- Born: August 11, 1871 South Bend, Indiana, U.S.
- Died: December 2, 1932 (aged 61) Chicago, Illinois, U.S.
- Resting place: South Bend City Cemetery South Bend, Indiana, U.S.
- Occupation: Businessman
- Spouse: Alice Rhawn ​(m. 1893)​
- Children: 2
- Parent: Clement Studebaker

= Clement Studebaker Jr. =

American businessman (1871–1932)

Clement Studebaker Jr. (August 11, 1871 – December 3, 1932) was an American businessman and the son of wagon, carriage and automobile manufacturer Clement Studebaker. He held executive positions in the family's automobile business, Studebaker Corporation, and later became the president and chairman of several other important companies.

==Early life==
Clement Studebaker Jr. was born on August 11, 1871, in South Bend, Indiana, to Clement Studebaker.

==Career==
According to Albert Russel Erskine, young Clement served an apprenticeship with Studebaker, working in several departments and rising to a board position and treasurer. He is elsewhere recorded as having been the E-M-F company's vice-president, presumably after that company's take-over by Studebaker in 1910. By 1916, he had moved on to become president and chairman of the utility, North American Light and Power Company, the precursor of the North American Company.

At various times, he also served as president and chairman of the board of the Illinois Power and Light Company (and of its subsidiary, the Illinois Traction Company), and of the South Bend Watch Company, as well as treasurer of the Chicago South Shore and South Bend Railroad. Around 1920, Studebaker moved to Chicago.

==Death==
Studebaker married Alice Rhawn of Philadelphia on April 27, 1893. They had two children, Clement Studebaker III (1894–1975), and Esther (1898–1989). After their marriage, they lived at Tippecanoe Place and South Scott Street in South Bend for a time. After moving to Chicago, they lived at a house on the corner of Jefferson Boulevard and Greenlawn Avenue.
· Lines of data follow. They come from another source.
PR #292, opened 2021-07-07
[ruler-staked-token] Add ruler-staked-token strategy

drop-out-dev:
- Add a strategy for getting the number of tokens staked in the BonusRewards contract


bonustrack (approved):
Looks good!

PR #294, opened 2021-07-08
Feat: Support RealitioERC20

cbrzn:

-  Allows the user to submit a bond on RealitioERC20 oracles
-  Retrieve symbol and token information so it can be shown as expected on the UI
-


bonustrack (approved):
Looks good

PR #304, opened 2021-07-13
Test returned addresses should be either same case as input addresses or checksum addresses

ChaituVR:


bonustrack (approved):
Looks good!

PR #309, opened 2021-07-15
[zrx-voting-power] ZRX voting power strategy

lyaunzbe:
Hello! I work with 0x labs on the platform side. I am making this PR to hopefully add the zrx-voting-power strategy (calculates voting power based on staked + wallet balances). Thank you!

Fixes # .

- 
- 
-


OhArthits (approved):

src/strategies/zrx-voting-power/index.ts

Studebaker died of heart complications at his 1500 Lake Shore Drive home in Chicago on December 3, 1932. His body was shipped back to his hometown of South Bend, Indiana and buried at the family mausoleum in South Bend City Cemetery. Two wills were found, the first of which left his two-million dollar estate to, among others, several colleges. The second will, which superseded the first, left his fortune to his two children.